Critiques filtrées sur 4 étoiles  
C'est la mélopée du roi coton. Elle raconte l'histoire de deux enfants que le destin a réunies, l'une métisse l'autre blanche. Eleanor, fille de médecin, adopte Ève, la jeune esclave, comme on adopte un animal de compagnie. Mais l'avenir des deux fillettes n'est pas très différent, adultes, Ève et Eleanor sont toutes deux prisonnières. L'une d'un mariage qu'elle n'a pas choisi, l'autre de la pauvreté de sa condition d'esclave libérée.

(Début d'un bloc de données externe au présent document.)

PR #376, opened 2018-09-13
[WIP]Feature/uty 1080 fix mobile connection

gkassabli:

-------

#### Description
This PR adds changes to make mobile versions work again after latest master changes
#### Tests
The feature is only tested on iOS.
Run local deployment -> Build for iOS in Unity -> Run iOS build on simulator -> ensure the connection is established as expected
#### Documentation
Will be documented later with the whole process
#### Primary reviewers
@jessicafalk

### DIFF
--- a/workers/unity/Assets/Playground/Scripts/Worker/WorkerConnectorBase.cs
+++ b/workers/unity/Assets/Playground/Scripts/Worker/WorkerConnectorBase.cs
@@ -2,6 +2,9 @@ using System;
 using System.Collections;
 using System.Linq;
 using System.Threading.Tasks;
+#if UNITY_ANDROID
+using Improbable.Gdk.Android;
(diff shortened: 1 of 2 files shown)


workers/unity/Assets/Playground/Scripts/Worker/WorkerConnectorBase.cs
```diff
@@ -123,11 +126,19 @@ protected virtual ReceptionistConfig GetReceptionistConfig(string workerType)
             }
             else
             {
+#if UNITY_ANDROID
```
samiwh: The function that gets the config is virtual to deal with cases like this. Please override rather than add conditional compilation to the base class.

jessicafalk:
closing this as obsolete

Les courtepointes, patiemment cousues par les jeunes filles, noires et blanches d'Alabama, racontent l'histoire de la construction des États-Unis, un patchwork d'États peuplés de populations venues du monde entier. Une histoire où la guerre de Sécession, qui a fait des milliers de morts, a rendu la liberté aux esclaves, mais n'a pas changé les mentalités. Être noir aujourd'hui en Amérique, comme en Louisiane au XIXe siècle, c'est être plus pauvre et moins libre que les Blancs.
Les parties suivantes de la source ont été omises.